Women have the babies, so they are often overlooked,
If you have a career and a baby, either way, I’m afraid, you’re fucked.

We are the Clitterati, we are half the population,
We work and pay our taxes, and yet are still the poor relation.

And onto the Equality Act, as close as 2010,
reiterating the requirement to pay women the same as men.
Large companies have been forced to show their figures and the facts are clear:
If you have a penis you are paid more; year on year on year.

We are the Clitterati, hello, yes, not gone away.
You want the fruits of our labours, but you do not want to pay?

In 2018 the Press reported the extent of intimidating sexual behaviour,
This was news to decent men – but not women – that’s the flavour.
None of it was a surprise to us, the advent of metoo:
Women don’t like being bussed to dinners to be felt up by men- who knew?

We are the Clitterati, (that’s not really a thing),
But not any less ridiculous than being favoured for your ding.

Politicians who happen to be female have their legs front page news,
Confusing with their womanly wiles – politics just a cunning ruse.
Too hot, too pushy, too clever, too fat, or worst of all, not hot enough,
Bikini bods, body hair – but we have to like it rough.

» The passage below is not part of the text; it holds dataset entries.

PR #200, opened 2022-04-12
Added a "object storage" description about Ceph

hector-vido:
Sometimes people think that only with Noobaa they can create `ObjectBucketClaims`.
Probably they forget or don't know about the **ocs-external-storagecluster-ceph-rgw** `StorageClass`.
I added in the Ceph description the "object" volume type.
This is pretty simple, maybe don't do any difference at all but is good to tell about this.
From time to time I got someone thinking in this way.
Thank you!

### DIFF
--- a/bundle/manifests/odf-operator.clusterserviceversion.yaml
+++ b/bundle/manifests/odf-operator.clusterserviceversion.yaml
@@ -93,8 +93,8 @@ spec:
     scope as well as watching and configuring their CustomResources.
 
     ### Rook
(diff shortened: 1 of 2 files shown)


iamniting:
Hello @hector-vido Thanks for the PR, Can you pls follow our Contribution guide [1] to write a commit message as per our requirements. Also pls sign off the commit.

[1]. https://github.com/red-hat-storage/odf-operator/blob/main/CONTRIBUTING.md#commit-structure

iamniting (approved):
/lgtm

PR #202, opened 2022-04-15
test: Fix WaitForCsv fucntion in the deploymanager package

malayparida2000:
After the subscriptions are posted it takes some time for the Csvs to
come up. So in that time we shoudn't proceed with an empty csvlist.
This commit fixes that by checking for the csvlist is empty or not
before starting the wait.


iamniting (changes requested):
We should not do this change. This change does not make sure that we are installing the correct CSV, Instead, we need to remove the list method and check via specific names.

malayparida2000:
Creating a new pr with the new approach for fixing this problem

PR #204, opened 2022-04-18
godeps: Remove go install called on gomega

malayparida2000:
Gomega is just a matcher library and it's already in the
go.mod of our project. It need not be installed like the
ginkgo binary. Calling go install on gomega gives a
warning of matched no package.

Signedoff-by: Malay Kumar Parida <mparida@redhat.com>


iamniting (changes requested):
Can you change the type to `makefile`?

iamniting (approved):
/lgtm

PR #205, opened 2022-04-18
godeps: update ginkgo & gomega version

malayparida2000:
With the release of Ginkgo 2.0 the 1.x version is formally
deprecated and no longer supported. So upgrading ginkgo to
v2 from v1. Also updating gomega to 1.19.


iamniting (changes requested):
can you change the type of the second commit from `godeps` to `test`? Also, split the third commit into 2 one for go.mod and go.sum and another one for vendor changes.

iamniting (approved):
/lgtm

PR #208, opened 2022-04-26
test: Check for all the required CSV names in the SetUp function in the BeforeSuite

malayparida2000:
We check for all the CSVs, if they have reached succeeded state or not. This is done after the operator installation is completed in the SetUp Function in the BeforeSuite

### DIFF
--- a/pkg/deploymanager/olm.go
+++ b/pkg/deploymanager/olm.go
@@ -35,6 +35,23 @@ func (d *DeployManager) DeployODFWithOLM(odfCatalogImage, subscriptionChannel, o
 	return nil
 }
 
+// CheckAllCsvs checks if all the required csvs are present & have succeeded
+func (d *DeployManager) CheckAllCsvs(csvNames []string) error {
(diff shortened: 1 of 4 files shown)


pkg/deploymanager/olm.go
```diff
@@ -129,16 +146,6 @@ func (d *DeployManager) CreateOlmResources(olmResources *OlmResources) error {
...
-		csv := &operatorsv1alpha1.ClusterServiceVersion{
-			ObjectMeta: metav1.ObjectMeta{
-				Name:      subscription.Spec.StartingCSV,
-				Namespace: subscription.Namespace,
-			},
-		}
-		err = d.WaitForCsv(csv)
-		if err != nil {
-			return err
-		}
```
malayparida2000, line 141: Have removed this from here as after the operator is installed, In the end, the CheckAllCsvs function will check for all the csvs have succeeded or not. So this is no longer necessary.

iamniting (approved):
/lgtm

We are the Clitterati, all colours and shapes and sizes,
We’ll look how we like, thank you. But we will now meet you at your rises.

Kittens, ponies, lots of pink, and books with lots of pictures,
Don’t worry our pretty little heads, our brains are not permanent fixtures.
The girl exams? Yes, we did those. The easy ones for females?
Please feel free to congratulate our breasts, they’re the ones that write the emails.

We are the Clitterati, we are more than half of humankind,
We think we should be treated equally and you really shouldn’t mind.

Some of our hands rock a cradle, some of us wanted to but couldn’t,
Some never wanted either – it shouldn’t matter – and it doesn’t.
Our children will inherit this precious Earth, and as phenomenal Maya once said,
I am a Phenomenal Woman, and for that, I will not bow my head.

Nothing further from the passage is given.